**Information**
PR #664, opened 2021-06-18
Fix the titus-sshd aa profile to allow for scratch containers

solarkennedy:
For scratch containers, the run-titus-sshd touches

* /etc/passwd
* /etc/profile

(and a few other files, but those are the sensitive ones)
For sshd to startup properly.

The AA profile was blocking those, and whatever testing I was
doing before where it works must have had AA off or in complain mode.

### DIFF
--- a/root/etc/apparmor.d/docker_fuse
+++ b/root/etc/apparmor.d/docker_fuse
@@ -43,9 +43,29 @@ profile docker_fuse flags=(attach_disconnected,mediate_deleted) {
 
   deny /titus/** wl,
 
-/titus/sshd/usr/sbin/run-titus-sshd Cx,
+  # Special sub-profile just for the init script for sshd
+  /titus/sshd/run-titus-sshd Cx,
+  profile run-sshd /titus/sshd/run-titus-sshd {
+    # We trust everything under /titus
+    # No writes though...
+    /titus/** rmlk,
+    /titus/sshd/usr/sbin/sshd ix,
 
-  profile sshd /titus/sshd/usr/sbin/run-titus-sshd {
+    # You're allowed to do anything with yourself
+    @{PROC}/@{pid}/** rwmlk,
+    @{PROC}/self/** rwmlk,
+
+    /dev/{null,ptmx,tty,urandom,log} rwmlk,
+    /dev/pts/* rwmlk,
+
+    /etc/{gai.conf,group,nsswitch.conf,shadow} rmkl,
+    # The ssh startup script does edit these files if they need modification for sshd to start
+    /etc/{passwd,profile} rwmlk,
+  }
+
+  # Once we are running, this is the profile that the sshd binary itself gets
+  /titus/sshd/usr/sbin/sshd Cx,
+  profile sshd /titus/sshd/usr/sbin/sshd {
     signal (send,receive) peer=@{profile_name},
 
     network,
--- a/root/etc/apparmor.d/docker_fuse
+++ b/root/etc/apparmor.d/docker_fuse
@@ -43,29 +43,35 @@ profile docker_fuse flags=(attach_disconnected,mediate_deleted) {
 
   deny /titus/** wl,
 
+  /titus/sshd/usr/sbin/sshd Cx -> &docker_titus//exec-sshd,
+  /titus/sshd/run-titus-sshd Cx -> &docker_titus//sshd,
+
   # Special sub-profile just for the init script for sshd
-  /titus/sshd/run-titus-sshd Cx,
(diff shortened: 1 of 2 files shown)


sargun:
So, are any of these files read by the relocated userspace without a user logging in? My fear is that a corrupted version of one of these files could be used to trigger an exploit in sshd.

root/etc/apparmor.d/docker_fuse
```diff
@@ -71,7 +71,9 @@ profile docker_fuse flags=(attach_disconnected,mediate_deleted) {
     /dev/{null,ptmx,tty,urandom,log} rwmlk,
     /dev/pts/* rwmlk,
 
-    /etc/{gai.conf,group,nsswitch.conf,passwd,shadow} rmkl,
+    /etc/{gai.conf,group,nsswitch.conf,shadow} rmkl,
+    # The ssh startup script does edit these files if they need modification for sshd to start
```
sargun, line 75: Is there any way that we can have another profile for the init script?

sargun: Like, if the init script is just another binary path, we should be able to do:

```
/titus/sshd/usr/sbin/init-titus-sshd {
... Stuff it does ...
}
```

Right?

sargun (changes requested):

root/etc/apparmor.d/docker_fuse
solarkennedy: That is a great idea.
I can experiment with this, but is it just based on the path of the binary? does `exec` get a new profile based on the new path, or does it keep the old profile it used to have?

But yea, I think ideally I can have a second profile just for the init script, and let the next profile when `exec sshd` happens and let that take over.

sargun: It should automatically switch profiles on exec based on path unless you're doing stuff with custom hats.

root/etc/apparmor.d/docker_fuse
```diff
@@ -43,9 +43,29 @@ profile docker_fuse flags=(attach_disconnected,mediate_deleted) {
...
+    /dev/pts/* rwmlk,
+
+    /etc/{gai.conf,group,nsswitch.conf,shadow} rmkl,
+    # The ssh startup script does edit these files if they need modification for sshd to start
+    /etc/{passwd,profile} rwmlk,
+  }
 
-  profile sshd /titus/sshd/usr/sbin/run-titus-sshd {
+  # Once we are running, this is the profile that the sshd binary itself gets
+  /titus/sshd/usr/sbin/sshd Cx,
```
sargun, line 67: Are there any things we can remove from here?

sargun (approved):

root/etc/apparmor.d/docker_fuse
solarkennedy: Not sure. 
How about I'll deploy this profile on my dev stack, ensure aa is enabled, start with a *blank* profile, try to start a scratch container, ensure it doesnt work, and then slowly add lines until it does work?

In theory the scratch container requires the most out of this `/titus/sshd/usr/sbin/run-titus-sshd` profile, so it should be exercising everything.

solarkennedy:
@sargun can you look one more time ? I split out a distinct profile for the init script, started with nothing, and added in lines until the denies stopped. 

I added explicit transitions because I couldn't figure out how to depend on the binary name.

Here is what PS shows when it is done:
```
docker_titus (enforce)          10000    1704005  0.0  0.0   8804  1020 ?        Ss   20:11   0:00 /apps/titus-executor/bin/titus-nsenter /titus/sshd/run-titus-sshd -D -e
docker_titus//&docker_titus//exec-sshd (enforce) 10000 1704012 0.0  0.0 6648 5008 ? S 20:11   0:00 sshd: /titus/sshd/usr/sbin/sshd -D -e [listener] 0 of 10-100 startups
docker_titus (enforce)          10000    1704037  0.0  0.0 840804 11364 ?        Ssl  20:11   0:00 /titus/spectatord/spectatord
docker_titus (enforce)          10000    1704038  0.0  0.0  90672  7152 ?        Ssl  20:11   0:00 /titus/atlas-titus-agent/atlas-titus-agent -t nf.subnet=subnet-04fca5dd4bbf221cb,nf.vpc=vpc-46f5a223
docker_titus (enforce)          10000    1704158  0.0  0.0   2984   996 ?        Sl   20:11   0:00 /pause
docker_titus (enforce)          10000    1704176  0.0  0.0 107528  4912 ?        Ssl  20:11   0:00 bin/adminlogs
```

sargun (approved):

**Task details**
An exact copy of all the records above is needed.

**Exercise output**
PR #664, opened 2021-06-18
Fix the titus-sshd aa profile to allow for scratch containers

solarkennedy:
For scratch containers, the run-titus-sshd touches

* /etc/passwd
* /etc/profile

(and a few other files, but those are the sensitive ones)
For sshd to startup properly.

The AA profile was blocking those, and whatever testing I was
doing before where it works must have had AA off or in complain mode.

### DIFF
--- a/root/etc/apparmor.d/docker_fuse
+++ b/root/etc/apparmor.d/docker_fuse
@@ -43,9 +43,29 @@ profile docker_fuse flags=(attach_disconnected,mediate_deleted) {
 
   deny /titus/** wl,
 
-/titus/sshd/usr/sbin/run-titus-sshd Cx,
+  # Special sub-profile just for the init script for sshd
+  /titus/sshd/run-titus-sshd Cx,
+  profile run-sshd /titus/sshd/run-titus-sshd {
+    # We trust everything under /titus
+    # No writes though...
+    /titus/** rmlk,
+    /titus/sshd/usr/sbin/sshd ix,
 
-  profile sshd /titus/sshd/usr/sbin/run-titus-sshd {
+    # You're allowed to do anything with yourself
+    @{PROC}/@{pid}/** rwmlk,
+    @{PROC}/self/** rwmlk,
+
+    /dev/{null,ptmx,tty,urandom,log} rwmlk,
+    /dev/pts/* rwmlk,
+
+    /etc/{gai.conf,group,nsswitch.conf,shadow} rmkl,
+    # The ssh startup script does edit these files if they need modification for sshd to start
+    /etc/{passwd,profile} rwmlk,
+  }
+
+  # Once we are running, this is the profile that the sshd binary itself gets
+  /titus/sshd/usr/sbin/sshd Cx,
+  profile sshd /titus/sshd/usr/sbin/sshd {
     signal (send,receive) peer=@{profile_name},
 
     network,
--- a/root/etc/apparmor.d/docker_fuse
+++ b/root/etc/apparmor.d/docker_fuse
@@ -43,29 +43,35 @@ profile docker_fuse flags=(attach_disconnected,mediate_deleted) {
 
   deny /titus/** wl,
 
+  /titus/sshd/usr/sbin/sshd Cx -> &docker_titus//exec-sshd,
+  /titus/sshd/run-titus-sshd Cx -> &docker_titus//sshd,
+
   # Special sub-profile just for the init script for sshd
-  /titus/sshd/run-titus-sshd Cx,
(diff shortened: 1 of 2 files shown)


sargun:
So, are any of these files read by the relocated userspace without a user logging in? My fear is that a corrupted version of one of these files could be used to trigger an exploit in sshd.

root/etc/apparmor.d/docker_fuse
```diff
@@ -71,7 +71,9 @@ profile docker_fuse flags=(attach_disconnected,mediate_deleted) {
     /dev/{null,ptmx,tty,urandom,log} rwmlk,
     /dev/pts/* rwmlk,
 
-    /etc/{gai.conf,group,nsswitch.conf,passwd,shadow} rmkl,
+    /etc/{gai.conf,group,nsswitch.conf,shadow} rmkl,
+    # The ssh startup script does edit these files if they need modification for sshd to start
```
sargun, line 75: Is there any way that we can have another profile for the init script?

sargun: Like, if the init script is just another binary path, we should be able to do:

```
/titus/sshd/usr/sbin/init-titus-sshd {
... Stuff it does ...
}
```

Right?

sargun (changes requested):

root/etc/apparmor.d/docker_fuse
solarkennedy: That is a great idea.
I can experiment with this, but is it just based on the path of the binary? does `exec` get a new profile based on the new path, or does it keep the old profile it used to have?

But yea, I think ideally I can have a second profile just for the init script, and let the next profile when `exec sshd` happens and let that take over.

sargun: It should automatically switch profiles on exec based on path unless you're doing stuff with custom hats.

root/etc/apparmor.d/docker_fuse
```diff
@@ -43,9 +43,29 @@ profile docker_fuse flags=(attach_disconnected,mediate_deleted) {
...
+    /dev/pts/* rwmlk,
+
+    /etc/{gai.conf,group,nsswitch.conf,shadow} rmkl,
+    # The ssh startup script does edit these files if they need modification for sshd to start
+    /etc/{passwd,profile} rwmlk,
+  }
 
-  profile sshd /titus/sshd/usr/sbin/run-titus-sshd {
+  # Once we are running, this is the profile that the sshd binary itself gets
+  /titus/sshd/usr/sbin/sshd Cx,
```
sargun, line 67: Are there any things we can remove from here?

sargun (approved):

root/etc/apparmor.d/docker_fuse
solarkennedy: Not sure. 
How about I'll deploy this profile on my dev stack, ensure aa is enabled, start with a *blank* profile, try to start a scratch container, ensure it doesnt work, and then slowly add lines until it does work?

In theory the scratch container requires the most out of this `/titus/sshd/usr/sbin/run-titus-sshd` profile, so it should be exercising everything.

solarkennedy:
@sargun can you look one more time ? I split out a distinct profile for the init script, started with nothing, and added in lines until the denies stopped. 

I added explicit transitions because I couldn't figure out how to depend on the binary name.

Here is what PS shows when it is done:
```
docker_titus (enforce)          10000    1704005  0.0  0.0   8804  1020 ?        Ss   20:11   0:00 /apps/titus-executor/bin/titus-nsenter /titus/sshd/run-titus-sshd -D -e
docker_titus//&docker_titus//exec-sshd (enforce) 10000 1704012 0.0  0.0 6648 5008 ? S 20:11   0:00 sshd: /titus/sshd/usr/sbin/sshd -D -e [listener] 0 of 10-100 startups
docker_titus (enforce)          10000    1704037  0.0  0.0 840804 11364 ?        Ssl  20:11   0:00 /titus/spectatord/spectatord
docker_titus (enforce)          10000    1704038  0.0  0.0  90672  7152 ?        Ssl  20:11   0:00 /titus/atlas-titus-agent/atlas-titus-agent -t nf.subnet=subnet-04fca5dd4bbf221cb,nf.vpc=vpc-46f5a223
docker_titus (enforce)          10000    1704158  0.0  0.0   2984   996 ?        Sl   20:11   0:00 /pause
docker_titus (enforce)          10000    1704176  0.0  0.0 107528  4912 ?        Ssl  20:11   0:00 bin/adminlogs
```

sargun (approved):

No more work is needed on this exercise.